Only ProduceRequests with version 2 are supported (what means very old producers like 0.8 are not going to be supported).
Python producers need to set API version of at least 1.0.0, so that the produce requests they send are going to have records with magic equal to 2.
Downstream handling of Kafka producer ‘acks’ property is delegated to upstream client. E.g. if upstream client is configured to use acks=0 then the response is going to be sent to downstream client as soon as possible (even if they had non-zero acks!).
As the filter splits single producer requests into separate records, it’s possible that delivery of only some of these records fails. In that case, the response returned to upstream client is a failure, however it is possible some of the records have been appended in the target cluster.
Because of the splitting mentioned above, records are not necessarily appended one after another (as they do not get sent as single request to upstream). Users that want to avoid this scenario might want to take a look into downstream producer configs: ‘linger.ms’ and ‘batch.size’.
Consumer proxy
Currently the consumer proxy supports only stateful proxying - Envoy uses upstream-pointing librdkafka consumers to receive the records, and does that only when more data is requested.

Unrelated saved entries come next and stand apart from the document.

PR #909, opened 2023-06-06
fix: bump fs-monkey minimum version for rm support

### LINKED ISSUE #884: .rm/.rmSync are not available
image

It seems that memfs has implemented `.rm` and `.rmSync`:

https://github.com/streamich/memfs/blob/ce45b54317dcd38b7337ba1977aa74d836ae1d6d/src/volume.ts#L2044-L2053

But memfs uses [fs-monkey](https://github.com/streamich/fs-monkey) to bind methods:

https://github.com/streamich/memfs/blob/ce45b54317dcd38b7337ba1977aa74d836ae1d6d/src/index.ts#L39-L40

`.rm` and `.rmSync` are not supported in the `fs-monkey`'s latest version yet: https://github.com/streamich/fs-monkey/pull/362

Maybe updating this dependency will fix it.

blimmer:
Version 1.0.4 supports `.rm` and `.rmSync`: https://github.com/streamich/fs-monkey/releases/tag/v1.0.4

Technically, the existing version specification allows this drift: https://github.com/streamich/memfs/blob/09eab278ec0deb82dd4576dea27a48930e4c0e9b/package.json#L78-L80

However, for completeness, we should use `^1.0.4` so `rm*` "just works".

Closes #884

### DIFF
--- a/package.json
+++ b/package.json
@@ -76,7 +76,7 @@
     }
   },
   "dependencies": {
-    "fs-monkey": "^1.0.3"
+    "fs-monkey": "^1.0.4"
   },
   "devDependencies": {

Users might want to take a look consumers’ config property group.id to manage the consumers’ offset committing behaviour (what is meaningful across Envoy restarts).
When requesting consumer position, the response always contains offset = 0 (see list_offsets.cc).
Record offset information is provided, but record batch offset delta is not - it has been observed that the Apache Kafka Java client is not going to update its position despite receiving records (see fetch_record_converter.cc).
The Fetch response is sent downstream if it has collected at least 3 records (see fetch.cc). The data about requested bytes etc. in the request is ignored by the current implementation.
The Fetch response is sent after it is considered to be fulfilled (see above) or the hardcoded timeout of 5 seconds passes (see fetch.cc). Timeout specified by request is ignored.
The consumers are going to poll records from topics as long as there are incoming requests for these topics, without considering partitions. Users are encouraged to make sure all partitions are being consumed from to avoid a situation when e.g. we are only fetching records from partition 0, but the proxy receives records for partition 0 (which are sent downstream) and partition 1 (which are kept in memory until someone shows interest in them).